- Theatrical poster
- Directed by: Jeong Yong-ki
- Written by: Jeong Yong-gi
- Produced by: Han Man-taek
- Cinematography: Jo Cheol-ho
- Edited by: Nam Na-yeong
- Distributed by: Lotte Cinema Cineclick Asia
- Release date: 30 July 2004;
- Running time: 90 minutes
- Country: South Korea
- Language: Korean
- Budget: $2 million

= Doll Master =

The Doll Master is a 2004 South Korean horror film directed by Jeong Yong-ki.

==Plot==
60 years ago, a doll and a woman in a red kimono (Jeong Yu-mi) fell in love in the Korean countryside with a young doll-maker, and when they begin to date he makes a doll in her likeness. Not long after they get married, the woman in the red kimono is murdered, and the blame was put on the doll-maker. He was arrested but was released by the police due to the lack of evidence but was later killed by vigilantes in the woods. Not content to be without her maker, the doll, possessed by the woman's spirit, sat by his grave for all eternity.

In present day, Hae-mi (Kim Yoo-mi), a sculptor, Tae-seong (Shim Hyung-tak), a model looking for work, Young-ha (Ok Ji-young), a woman who talks to her doll like it's alive, Jung-ki (Im Hyung-joon), a photographer, and Sun-young (Lee Ka-yeong), a ditzy high school student, arrive at an isolated doll museum after receiving an invitation that dolls will be made in their image. They are greeted by siblings Choi Jin-wan (Chun Ho-jin), the museum's curator, and Im Jae-won (Kim Do-young), the paraplegic doll-maker.

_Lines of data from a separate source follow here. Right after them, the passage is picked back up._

PR #6616, opened 2022-11-03
New place order refactor validate order

sujithvn:

Resolves #6471 
Impact: **breaking**
Type: **feature**

## Issue

There is no way to verify if the order data in the UI is ready/complete and free of errors.

## Solution

Along with the changes, we are creating a new API query end-point validateOrder which provides the option for frontend to validate the correctness and completeness of the order before actually placing the order.

Also, we are refactoring the placeOrder mutation and cutting down the functional layers

This PR is 5th entry (new-placeOrder refactor validateOrder)

## PR Details in order

```
feat/fulfillment-types
 | 
 |        | __ new-fulfillment-type-shipping      #6614
 |__ new-fulfillment-impacted-plugins. [carts, products, orders, catalogs] #6615 
 |__ new-placeOrder refactor validateOrder  <--- This PR. #6616

```
We shall change the base branch of the 3 existing PRs (i18n #6545, dataMigration #6544, setDefaultFFtype #6543) to  point to 00 fulfillment base

### Details (specific to placeOrder refactor and introduction of validateOrder end-point)

## Breaking changes

## Testing


packages/api-plugin-orders/src/schemas/schema.graphql
```diff
@@ -112,6 +112,12 @@ extend type Query {
     "A valid anonymous access token for this order. Required if the order is not linked with an account."
     token: String
   ): [Refund]
+
+  "Validate the order for correctness & completeness before placing the order"
+  validateOrder(
+    "input with order and payment objects similar to the one used for placeOrder"
+    input: validateOrderInput!
+  ): validateOrderPayload!
```
aldeed: `ValidateOrderInput` and `ValidateOrderPayload` should begin with uppercase letters by convention.

packages/api-plugin-orders/src/util/addShipmentMethodToGroup.js
```diff
@@ -42,16 +42,18 @@ export default async function addShipmentMethodToGroup(context, {
...
   const selectedFulfillmentMethod = rates.find((rate) => selectedFulfillmentMethodId === rate.method._id);
   if (!selectedFulfillmentMethod) {
+    const eventData = { field: "selectedFulfillmentMethodId", value: selectedFulfillmentMethodId };
     throw new ReactionError("invalid", "The selected fulfillment method is no longer available." +
-      " Fetch updated fulfillment options and try creating the order again with a valid method.");
+      " Fetch updated fulfillment options and try creating the order again with a valid method.", eventData);
   }
 
-  group.shipmentMethod = {
+  const output = {
```
aldeed, line 56: If this will no longer be mutating the group object, maybe it should be in a new function with a different name, such as `getShipmentMethodForGroup`?

packages/api-plugin-orders/src/util/orderValidators/createPayments.js
```diff
@@ -0,0 +1,110 @@
...
+  accountId,
+  billingAddress,
+  context,
+  currencyCode,
+  email,
+  orderTotal,
+  paymentsInput,
+  shippingAddress,
+  shop,
+  flag
```
aldeed: `mode` might be a more standard name than `flag` for this use case

aldeed: Also consider throwing an error if flag/mode is not an expected value

packages/api-plugin-orders/src/util/orderValidators/getDiscounts.js
```diff
@@ -0,0 +1,19 @@
...
+  let discounts = [];
+  let discountTotal = 0;
+  if (cart) {
+    const discountsResult = await context.queries.getDiscountsTotalForCart(context, cart);
+    if (discountsResult) {
+      ({ discounts } = discountsResult);
+      discountTotal = discountsResult.total;
+    }
+  }
+  return { discounts, discountTotal };
```
aldeed: It seems like the only thing this function does is rename `total` to `discountTotal` and return some defaults. Maybe `getDiscountsTotalForCart` could be modified to return this way, and then `getDiscounts` would not be needed?

packages/api-plugin-orders/src/util/orderValidators/validateInitialOrderData.js
```diff
@@ -0,0 +1,33 @@
...
+  const { collections: { Cart }, userId } = context;
+
+  if (!shopId) throw new ReactionError("invalid-param", "ShopID not found in order data", { field: "ShopId", value: shopId });
+
+  const shop = await context.queries.shopById(context, shopId);
+  if (!shop) throw new ReactionError("not-found", "Shop not found while trying to validate order data", { field: "ShopId", value: shopId });
+
+  let cart;
+  if (cartId) {
+    cart = await Cart.findOne({ _id: cartId });
```
aldeed: Should this use `queries.getCartById` to avoid accessing another plugin's collection?

aldeed (commented):
Aside from the few inline suggestions, `prepareOrder` is a good example of a fn where returning errors rather than throwing them would be a lot cleaner. You wouldn't need to try/catch and formatErrors everywhere. I'm not sure whether you want to tackle that level of refactoring across all those functions now, but it would be good to do eventually.

packages/api-plugin-orders/src/util/orderValidators/prepareOrder.js
```diff
@@ -0,0 +1,316 @@
...
+    inputSchema.validate(cleanedInput);
+  } else {
+    try {
+      inputSchema.validate(cleanedInput);
+    } catch (err) {
+      const validationErrors = formatErrors(err);
+      validationResults.push(...validationErrors);
+      return { errors: validationResults, success: false };
+    }
+  }
```
vanpho93: This way looks a bit better. Same for `validateInitialOrderData` and other steps.

```suggestion
    try {
      inputSchema.validate(cleanedInput);
    } catch (err) {
      if (flag === "createOrderObject") {
        throw err;
      }    
      const validationErrors = formatErrors(err);
      validationResults.push(...validationErrors);
      return { errors: validationResults, success: false };
    }
  }
```

packages/api-plugin-orders/src/util/orderValidators/getCustomFields.test.js
```diff
@@ -0,0 +1,23 @@
...
+
+test("should return transformed fields if there are functions defined", async () => {
+  mockContext.getFunctionsOfType = jest.fn().mockReturnValueOnce([
+    jest.fn().mockName("transformCustomOrderFields").mockReturnValueOnce(Promise.resolve({ customField2: "customValue2" }))
+  ]);
+
+  const orderInput = { orderId: "order123" };
+  const customFieldsFromClient = { customField1: "customValue1" };
+  const result = await getCustomFields(mockContext, customFieldsFromClient, orderInput);
+  expect(result).toEqual({ customField2: "customValue2" });
```
vanpho93: Is that expected behavior. I thought response should be `{ customField2: "customValue2",  customField1: "customValue1" };

With current behavior, new function from `transformCustomOrderFields` will override all the precedent functions?

packages/api-plugin-orders/src/util/orderValidators/getFinalFulfillmentGroups.js
```diff
@@ -0,0 +1,148 @@
...
+      workflow: { status: "new", workflow: ["new"] }
+    };
+
+    // Build the final order item objects. As part of this, we look up the variant in the system and make sure that
+    // the price is what the caller expects it to be.
+    if (items) {
+      group.items = await Promise.all(items.map((inputItem) => buildOrderItem(context, { currencyCode, inputItem, cart })));
+    } else {
+      group.items = [];
+    }
```
vanpho93: This may work and look a bit better?
```suggestion
    group.items = await Promise.all((items || []).map((inputItem) => buildOrderItem(context, { currencyCode, inputItem, cart })));
```

packages/api-plugin-orders/src/util/orderValidators/getFinalFulfillmentGroups.js
```diff
@@ -0,0 +1,148 @@
...
+
+    if (Array.isArray(additionalItems) && additionalItems.length) {
+      group.items.push(...additionalItems);
+    }
```
vanpho93:
```suggestion
  group.items.push(...(additionalItems || []));
```

packages/api-plugin-orders/src/util/orderValidators/prepareOrder.js
```diff
@@ -0,0 +1,316 @@
...
+ * @name prepareOrder
+ * @method
+ * @memberof Order/NoMeteorQueries
+ * @summary Validates if the input order details is valid and ready for order processing
+ * @param {Object} context - an object containing the per-request state
+ * @param {Object} input - order details, refer inputSchema
+ * @param {String} flag - flag which define if the call is from placeOrder or validateOrder
+ * @returns {Promise<Object>} output - order, token and validation results
+ */
+export default async function prepareOrder(context, input, flag) {
```
vanpho93: This function is quite long with many duplications. This should be cleaned up.

PR #6633, opened 2022-11-07
New data migration fulfillment

### LINKED ISSUE #6472: As an admin I want to be able to migrate my data to the new format required for the new FFT plugins

sujithvn:
Resolves #6472 
Impact: **breaking**
Type: **feature**

## Issue

Migrate data to the new format required for the new FFT plugins

## Solution

We have 3 stages in a single migration;
* Copies over the existing `Shipments` & `FlatRateFulfillmentRestrictions` collections to `Fulfillment` & `FulfillmentRestrictions` collections respectively
* Updates the `Fulfillment` collection with the newly introduced fields (`fulfillmentType` & `fulfillmentMethod`). Since the existing user base had only Shipping/Flatrate as the fulfillment type/method till date, we would be using those values to update collection
* update the `Groups` collection with the new permissions

## Breaking changes
The 2nd stage above handles the breaking change where we would be using the possible existing values as the values or newly introduced fields.

## Testing
In an existing installation, perform the data-migration. Update the installation to use the new version having fulfillment types. All activities in admin/shop (related to Products/Orders/FF-types/Catalogs/Carts) should continue to work without issues

To test migration steps, install api-migrations package and include the below entry in the `migrator.config.js` file.

```
export default {
  tracks: [
    {
      namespace: "fulfillment",
      package: "../reaction/packages/api-plugin-fulfillment",
      version: 2
    }
  ]
};

```

Run the command:
`MONGO_URL=mongodb://localhost:27017/reaction npx migrator migrate`


aldeed (approved):

packages/api-plugin-fulfillment/migrations/2.js
```diff
@@ -0,0 +1,177 @@
...
+          "eachMethod.fulfillmentMethod": { $exists: false }
+        }
+      ]
+    }
+  };
+
+  operations.push(ffTypeUpdate);
+  operations.push(ffMethodUpdate);
+
+  const bulkWriteResp = await db.collection(COLL_DEST).bulkWrite(operations);
```
brent-hoover, line 111: This will probably work but it's not really what the bulkWrite API is really for an would probably be better as written as a single query. Bulkwrite is when you are doing a large amount of atomic operations, not one large one.

packages/api-plugin-fulfillment/migrations/2.js
```diff
@@ -0,0 +1,177 @@
...
+        if (currentPerms.includes(oldPerm)) {
+          permsToAdd.push(mapperSetFFMethodsRestricts[oldPerm]);
+          if (mapperSetFFTypes[oldPerm]) {
+            permsToAdd.push(mapperSetFFTypes[oldPerm]);
+          }
+        }
+      });
+    }
+    if (permsToAdd.length) {
+      permsToAdd.push("reaction:legacy:fulfillmentTypes/update:settings"); // add this setting to groups deailing with ff-types
```
brent-hoover, line 160: typo in comment: dealing

brent-hoover (changes requested):
Just suggesting using regular operations rather than bulk operations

vanpho93 (approved):

Issue #6641, opened 2022-11-08
Add promotion type as an attribute of the promotion record


brent-hoover:

brent-hoover:
@brendan-shea-pm should promotion type be a required field?

brent-hoover:
The promotion types defined in the [Kinetic ticket](https://app.zenhub.com/workspaces/moc-main-board-62fd8e881686130027eafc31/issues/reactioncommerce/kinetic/104):

> Cart Discount (Discount: Order)
Item Discount (Discount: Item)
Shipping Promotion (Discount: Shipping)

brent-hoover:
Completed

PR #6644, opened 2022-11-09
Feat/promotions add promotion type

brent-hoover:
Resolves [#6641](https://github.com/reactioncommerce/reaction/issues/6641)
Impact: **minor**
Type: **feature**

## Issue

For stackability purposes and for quick creation purposes we need to have "promotionTypes"

## Solution

We define promotion types and allow plugin authors to add their own promotionTypes which can indicate any combination for triggers and actions for creation purposes

## Breaking changes

None

### DIFF
--- a/packages/api-plugin-promotions-offers/src/triggers/offerTriggerHandler.js
+++ b/packages/api-plugin-promotions-offers/src/triggers/offerTriggerHandler.js
@@ -49,5 +49,6 @@ export async function offerTriggerHandler(context, enhancedCart, { triggerParame
 export default {
   key: "offers",
   handler: offerTriggerHandler,
-  paramSchema: OfferTriggerParameters
+  paramSchema: OfferTriggerParameters,
+  triggerType: "implicit"
 };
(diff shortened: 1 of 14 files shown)


vanpho93 (approved):

packages/api-plugin-promotions-offers/src/triggers/offerTriggerHandler.js
```diff
@@ -49,5 +49,6 @@ export async function offerTriggerHandler(context, enhancedCart, { triggerParame
 export default {
   key: "offers",
   handler: offerTriggerHandler,
-  paramSchema: OfferTriggerParameters
+  paramSchema: OfferTriggerParameters,
+  triggerType: "implicit"
```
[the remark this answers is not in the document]
zenweasel: I strongly disagree. It's really a type at all, plus using "type" always paints you into a corner when you another type (like we do here).

That said, I forgot to change the name in the queries for records

brent-hoover: Disregard that last comment, I thought it was on a different bit of code

brent-hoover: Did not mean to delete your comment. Will make that change

PR #238, opened 2023-03-18
all tests good

Mikhaylo-Orlov:
[DEMO LINK](https://Mikhaylo-Orlov.github.io/js_2048_game/)

### DIFF
--- a/src/scripts/main.js
+++ b/src/scripts/main.js
@@ -1,3 +1,242 @@
 'use strict';
 
-// write your code here
+const score = document.querySelector('.game-score');
+const cell = document.querySelectorAll('.field-cell');
+const button = document.querySelector('.button');
+
+const messageWin = document.querySelector('.message-win');
+const messageLose = document.querySelector('.message-lose');
+const messageStart = document.querySelector('.message-start');
+
+const rows = 4;
+const columns = 4;
+
+button.addEventListener('click', () => {
+  if (button.textContent === 'Start') {
+    button.classList.remove('start');
+    button.classList.add('restart');
+    button.textContent = 'Restart';
+  } else {
+    button.classList.remove('restart');
+    button.classList.add('start');
+    button.textContent = 'Start';
+  }
+
+  score.textContent = '0';
+  messageWin.classList.add('hidden');
+  messageLose.classList.add('hidden');
+  messageStart.classList.add('hidden');
+
+  beginGame();
+});
+
+let board;
+
+function beginGame() {
+  board = [
+    [0, 0, 0, 0],
+    [0, 0, 0, 0],
+    [0, 0, 0, 0],
+    [0, 0, 0, 0],
+  ];
+
+  let i = 0;
+
+  for (let r = 0; r < rows; r++) {
+    for (let c = 0; c < columns; c++) {
+      cell[i].id = `${r}${c}`;
+
+      const num = board[r][c];
+
+      updateTile(cell[i], num);
+      i++;
+    }
+  }
+
+  setRandom();
+  setRandom();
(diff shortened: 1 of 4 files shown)


TarasHoliuk:
There are still available moves, but `You lose! Restart the game?` message is displaying, and I can't move tiles:

image

src/scripts/main.js
```diff
@@ -1,3 +1,242 @@
...
+
+      const tile = document.getElementById(`${r}${c}`);
+      const number = board[r][c];
+
+      updateTile(tile, number);
+    }
+  }
+};
+
+function loseGame() {
```
TarasHoliuk, line 217:
```suggestion
function checkIsGameLoss() {
```
you're doing a check here

src/scripts/main.js
```diff
@@ -1,3 +1,242 @@
...
+        || board[r][c] === board[r][c + 1]
+      ) {
+        messageLose.classList.remove('hidden');
+        document.removeEventListener('keyup', handler);
+      }
+    }
+  }
+}
+
+function winGame() {
```
TarasHoliuk, line 234:
```suggestion
function checkIsGameWon() {
```

src/scripts/main.js
```diff
@@ -1,3 +1,242 @@
...
+  tile.classList.value = '';
+  tile.classList.add('field-cell');
+
+  if (num > 0) {
+    tile.innerText = num;
+    tile.classList.add(`field-cell--${num}`);
+  }
+}
+
+const handler = (e) => {
```
TarasHoliuk, line 107:
```suggestion
const handler = (event) => {
```

src/scripts/main.js
```diff
@@ -1,3 +1,242 @@
...
+  switch (e.code) {
+    case 'ArrowLeft': {
+      slideLeftRight(true);
+      setTimeout(setRandom, 500);
```
TarasHoliuk, line 111: remove timeout - when the user clicks fast new tiles appears too late (and that might be the reason for the problem with a too-early message about the user loss)

TarasHoliuk (changes requested):

src/scripts/main.js
```diff
@@ -1,3 +1,254 @@
...
+
+  setRandom();
+  setRandom();
+  document.addEventListener('keyup', handler);
+}
+
+function hasEmptyTile() {
+  for (let r = 0; r < rows; r++) {
+    for (let c = 0; c < columns; c++) {
+      if (board[r][c] === 0) {
```
OleziO, line 64: Replace with `!board[r][c]`, it will be the same as `board[r][c] === 0`

OleziO: Check other similar cases.

src/scripts/main.js
```diff
@@ -1,3 +1,254 @@
...
+  tile.classList.value = '';
+  tile.classList.add('field-cell');
+
+  if (num > 0) {
+    tile.innerText = num;
+    tile.classList.add(`field-cell--${num}`);
+  }
+}
+
+const handler = (event) => {
```
OleziO, line 107: Try to fix it
image

src/scripts/main.js
```diff
@@ -1,3 +1,254 @@
...
+    }
+
+    case 'ArrowRight': {
+      slideLeftRight(false);
+      setRandom();
+
+      break;
+    }
+
+    case 'ArrowUp': {
```
OleziO, line 123: Move it to a const object with all case values.

OleziO (changes requested):

OleziO (approved):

Then, odd events begin to occur. Hae-mi catches sight of a mysterious young girl in a red dress who shows up repeatedly on the museum grounds. Tae-seong has an encounter with a doll that reaches out and touches him, and it is shown that the curator is keeping a man chained underground. Hae-mi talks to the girl in the red dress, learning that her real name is Mi-na (Lim Eun-kyung). Things take a nasty turn when someone destroys Young-ha's doll, and she becomes suicidal and hangs herself, causing the group to panic. Hae-mi attempts to find her red-dressed friend, but is alarmed to find a crying Mi-na with bloody hands. Mi-na suddenly asks Hae-mi why she doesn't recognize or remember her, before fleeing in tears. Inside the house, Sun-young and Jung-ki are both murdered.

Hae-mi finally remembers that when she was younger, she had a doll that she loved so much that it gained a soul, resulting in Mi-na. Tae-seong reveals himself to be a police officer who had come to investigate a recent murder at the museum, and handcuffs Hae-mi in suspicion. However, Im reveals that she is possessed by the red kimono woman's doll, who wants to avenge its maker and has come alive due to being inhabited by the spirit of the woman in the red kimono; all the guests Im invited are the descendants of the doll-maker's vigilante killers. Furthermore, Tae-song's great-grandfather is revealed to be the real killer of the wife of the dollmaker. Angry at being rejected by Hae-mi, Mi-na admits to murdering the other guests and kills Tae-seong before going after Hae-mi. She stops her murder attempt when she sees Hae-mi's scar, remembering the childhood incident where Hae-mi protected her. However, Im destroys Mi-na's soul before attempting to finish off Hae-mi.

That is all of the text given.